Miki hit $1M ARR in 10 months with one social media API, Google Ads and SEO, and near-zero churn. Here's his full bootstrapped playbook.

Zero to $1M ARR in 10 months. One product. Just Google Ads and SEO.

Miki sells access to APIs he doesn't own. His company is a social media API that lets other software add posting, analytics, comments, DMs and ads without touching Meta or TikTok's developer programs directly.

The churn is near zero, because once a big software wires all its user accounts into his API, leaving means re-migrating every single user. Good luck with that.

Before this, he raised "a huge amount of money" and built a 100-employee VC-backed company in Spain. Then he walked away to start over, 100% bootstrapped, at 25 years old.

I sat down with Miki on the Profitable Founder Podcast. Here's the full playbook.

He quit the VC path on purpose

Most founders dream of raising. Miki did the opposite.

His first company, Ucademy, was a Spanish exam-prep edtech with around 100 employees and a big raise behind it. Successful on paper. But it stopped feeling like his.

"There was a moment I felt it wasn't my company anymore," he told me. "I felt more like I had a job than that it was my company."

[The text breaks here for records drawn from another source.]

PR #2352, opened 2022-06-30
Add `refresh_rate` for `MonitorHandle`

kchibisov:
This also alters `VideoMode::refresh_rate` to return u32 which is a
monitor refresh rate in mHz.

### DIFF
--- a/src/monitor.rs
+++ b/src/monitor.rs
@@ -39,8 +39,8 @@ impl Ord for VideoMode {
         self.monitor().cmp(&other.monitor()).then(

He pointed to the real trap of VC money: a growth target that's always moving. You're never satisfied, it's never enough, you're burning cash, so you have to keep raising. He was doing great and still felt like he was failing.

So he dropped out of his own company. Then spent a year lost, trying things. His next company, he decided, would be bootstrapped.

Two flops before the $1M one

It didn't click straight away.

Before this product, Miki built two smaller SaaS. One hit 5K MRR. The other reached 7-8K MRR. Not bad. But he wanted more.

His idea process? → Build from pains he had himself, or → copy a startup he saw and do it better.

One early tool was an invoice extractor, born from a real headache at his old company. Good revenue, but a brutal space (tax, compliance) and he never felt product-market fit.

Then he spotted the opening. Lots of people were building social media integrations. Nobody was building an API-first tool for it.

That bet became the company. Same instinct most bootstrappers use when they build a micro-SaaS by copying a proven playbook instead of inventing a market from scratch.

Shipped in a weekend, ads from day zero

The V1 took one weekend.

Here's the exact sequence Miki followed:

→ Felt the urge to build, didn't overthink it
→ Shipped 4-5 integrations at most (Meta API, TikTok API, Twitter API)
→ Bolted on Stripe
→ Put up a landing page
→ Turned on Google Ads immediately

That last one is the part he says nobody else does. Ads from day zero. Even with no profit and almost no money in the bank.

"This helped us get a lot of attention since the beginning, and iterate faster."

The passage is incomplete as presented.